Doorwerken na de AOW-leeftijd

Publicatienummer: 20086
Publicatiedatum: september 2020

De koopkracht van ouderen blijft al jaren achter bij die van de totale bevolking. Om koopkracht te behouden en eventueel te vergroten kunnen ouderen ervoor kiezen om door te blijven werken na het bereiken van de AOW-gerechtigde leeftijd. We onderzochten de samenhang tussen de ontwikkeling van de arbeidsparticipatie van ouderen en hun inkomens- en vermogenspositie. Wat blijkt? Wie na de AOW schulden heeft, werkt vaker door.

Forse toename werkende AOW-gerechtigden
In 2019 hadden ruim 215 duizend AOW-gerechtigden een betaalde baan. Tien jaar eerder waren dat er nog minder dan 140 duizend.

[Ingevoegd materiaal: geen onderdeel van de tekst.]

PR #248, opened 2023-11-07
Update build_deploy_docs.yml

steinnymir:
add a `verbose` option to the SedProcessor init, which toggles printing the dataframe after the calibration steps


rettigl (approved):
LGTM. You could add respective reporting code also in the functions that don't have it yet (e.g. energy shift, tof_ns axis), but also not so important.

De arbeidsparticipatie – het aandeel onder de AOW-gerechtigden met een betaalde baan – nam toe van bijna 6 procent in 2009 naar circa 7 procent in 2019.

Ouderen met schulden werken vaker door, maar doorwerken is niet altijd uit financiële nood geboren
AOW-huishoudens met schulden werken vaker door dan huishoudens met een positief vermogen. Zowel huishoudens met een relatief laag als een hoog aanvullend inkomen (zoals een ouderdomspensioen) op de AOW werken door. Doorwerken na de AOW gebeurt dus niet altijd uit financiële noodzaak.

Doorwerken vaak enige optie voor behoud van koopkracht
Gepensioneerden kunnen zonder werk hun inkomenssituatie vaak niet meer veranderen, waardoor hun koopkracht sterk afhankelijk is van de indexering van de AOW en aanvullende pensioenen en van fiscale maatregelen. Doorwerken is vaak de enige optie voor het behoud van koopkracht.

Voor de groep ouderen met een inkomen lager dan de kritische inkomensgrens (ruim 73 duizend AOW-huishoudens in 2017), kan doorwerken na de AOW noodzakelijk zijn om maandelijks de eindjes aan elkaar te knopen. Ook ouderen met een inkomen op of (net) boven de lage-inkomensgrens kunnen doorwerken als noodzakelijk zien om financieel rond te komen, of om – gegeven de afnemende koopkracht waarmee zij te maken hebben – dezelfde levensstandaard te behouden.

Het onderzoek is uitgevoerd op verzoek van de seniorenorganisaties KBO-PCOB, Koepel Gepensioneerden, FASv en NOOM.